Task description:
Look over the entries and say how many lines include the word "their". Only the number, please.

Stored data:

PR #7025, opened 2024-03-22
Specify path for PyTorch model extension library

mc-nv:


nv-kmcgill53:
Is the pyTorch team adding this back to their containers? I thought they were not going to be shipping this because it was a mistake.

mc-nv:
> Is the pyTorch team adding this back to their containers? I thought they were not going to be shipping this because it was a mistake.

I made a mistake by removing it, by mistyping path for `custom_modulo`.
By default path is autogenerated unless variable is provided.

I went into code and found  that we can gain control over it.
https://github.com/pytorch/pytorch/blob/main/torch/utils/cpp_extension.py#L2032-L2045

nv-kmcgill53 (approved):

PR #7032, opened 2024-03-26
Update README.md 2.44.0 / 24.03

mc-nv:


README.md
```diff
@@ -30,5 +30,230 @@
...
+  protocol](https://github.com/kserve/kserve/tree/master/docs/predict-api/v2)
+- A [C API](docs/customization_guide/inference_protocols.md#in-process-triton-server-api) and
+  [Java API](docs/customization_guide/inference_protocols.md#java-bindings-for-in-process-triton-server-api)
+  allow Triton to link directly into your application for edge and other in-process use cases
+- [Metrics](docs/user_guide/metrics.md) indicating GPU utilization, server
+  throughput, server latency, and more
+
+**New to Triton Inference Server?** Make use of
+[these tutorials](https://github.com/triton-inference-server/tutorials)
+to begin your Triton journey!
```
nv-kmcgill53, line 77: @rmccorm4 Should we start pointing to the Triton CLI here, or do you need more time to sure up that repo?

nv-kmcgill53 (approved):

README.md
rmccorm4: I think we can hold off until we figure out the positioning and where to advertise it, but this is a good point we need to start thinking about soon. It's very LLM focused right now and may not apply as a good starting point generically here.

PR #7046, opened 2024-03-27
Add Documentation from Additional Repositories to nvidia.docs.com

yinggeh:
Closes issue DLIS-6234, Closes DLIS-3429

Usage of the new script (Part of gitlab PR) : 
python3 docs/generate_docs.py --repo-tag=client:main --repo-tag=python_backend:main --github-organization=triton-inference-server

We expect new repos to be added here.


yinggeh:
@nnshah1 Feel free to add more reviewers.

lkomali:
seems good to me. Waiting for Neelay's comments.

docs/contents.md
```diff
@@ -102,3 +102,46 @@ customization_guide/test
 examples/jetson/README
 examples/jetson/concurrency_and_dynamic_batching/README
 ```
+
+```{toctree}
+:maxdepth: 1
+:caption: Client
+
+client/README
```
tanmayv25, line 110: If we add/remove a section in the client, perf_analyzer or python backend repositories, then we would have to come back here in the server repo to add/remove it from here. 
This design doesn't seem scalable and exposes contents of one repository to another.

Response box:
2